What is being asked:
Check each line below for the word "accept". How many have it? Answer with the number only.
═══
Issue #82, opened 2017-07-07
CI setup for apollo


ycool:
https://travis-ci.org/

Thanks.

xiaoxq:
Has been setup by wanglei828.

PR #208, opened 2017-07-15
Enable travis ci build.

wanglei828:


scripts/travis.sh
```diff
@@ -0,0 +1,207 @@
+#!/usr/bin/env bash
```
siyangy: why do we need travis.sh instead of just using apollo.sh? Looks like they are largely identical.

wanglei828: apollo.sh always source apollo_base.sh which needs user to input "y or Y" to accept the license.

siyangy: Possibly add an option to apollo.sh to skip sourcing it, otherwise keeping this and apollo.sh in sync might be a pain.

wanglei828: Another option is remove "accept license" function from apollo_base.sh. I don't think it is good to put it there.

wanglei828: @siyangy  I fixed your concern, and remove the travis.sh file. Now only the travis ci configure file is needed.

.travis.yml
```diff
@@ -0,0 +1,25 @@
...
+before_install:
+    - if [ ! -d "/root/.cache" ]; then sudo mkdir /root/.cache; fi
+    - sudo cp scripts/AGREEMENT.txt /root/.cache/.apollo_agreement.txt
+    - docker pull ${IMAG}
+    - docker run -d -it --name apollo_dev -v ${TRAVIS_BUILD_DIR}:/apollo -v /root/.cache:/root/.cache -w /apollo ${IMAG}
+    - docker ps 
+install: skip
+script:
+    - docker exec apollo_dev  bash -c "./apollo.sh clean"
+    - docker exec apollo_dev  bash -c "./apollo.sh build"
```
siyangy: Should we run test and lint here by ./apollo.sh check other than build?

wanglei828: I think this is the first step to enable this ci build feature. We can add more jobs later on by editing the configure file.

wanglei828: @siyangy Due to our repo does not have esd_can lib, many tests will fail (49 of 74 fails). I only add "build" and "lint" to the CI.

siyangy: We should definitely fix this. Unit test should be included in CI. It doesn't have to be fixed in this PR, though.

Btw, next time please add a new commit instead of amending the existing one so that the reviewer would know what change you made and the comments won't be lost. GitHub will squash all the commits into one upon merge.

wanglei828:
Resolve issue #82

PR #229, opened 2017-07-18
Civet webserver to handle websocket requests. Remove dependency on websocketpp

siyangy:
In addition, dreamview will no longer occupy port 8889.


siyangy:
@unacao

PR #321, opened 2017-09-19
planning: disable ReferenceLineInfo copy constructor

startcode:


modules/planning/common/reference_line_info.h
```diff
@@ -48,6 +48,9 @@ class ReferenceLineInfo {
       const common::TrajectoryPoint& init_adc_point,
       const ReferenceLineSmootherConfig& smoother_config);
 
+  ReferenceLineInfo(const ReferenceLineInfo&) = delete;
```
siyangy: Use DISALLOW_COPY_AND_ASSIGN macro. Also you need to do the same thing for PathDecision which owns an IndexedList.

startcode: I will refactor IndexedList. It should  be a general container, not a container only for unique_ptr.

PR #331, opened 2017-09-20
planning: refactor indexed_list

startcode:


modules/planning/common/frame.cc
```diff
@@ -84,7 +84,7 @@ void Frame::CreatePredictionObstacles(
   auto obstacles = Obstacle::CreateObstacles(prediction);
   for (auto &ptr : obstacles) {
     auto id(ptr->Id());
-    obstacles_.Add(id, std::move(ptr));
+    obstacles_.Add(id, *ptr);
```
siyangy: Is it intended to copy the obstacle here? Before this change this was a move without copy.

startcode: yes. Copy.

PR #681, opened 2020-11-09
Improve flow-types

afjlambert:
This PR makes our Flow-types a bit more strict. This way it's not possible to combine `hasIMTR: true` with `redirectToOlo: true` for example.


robinpiets (approved):

svenjens (approved):

svenjens:
Smart!

PR #682, opened 2020-11-09
export getChecker as named function instead of default export

afjlambert:
Based on request by @robinpiets


afjlambert:
Please merge.

robinpiets (approved):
═══
Solved exercise:
2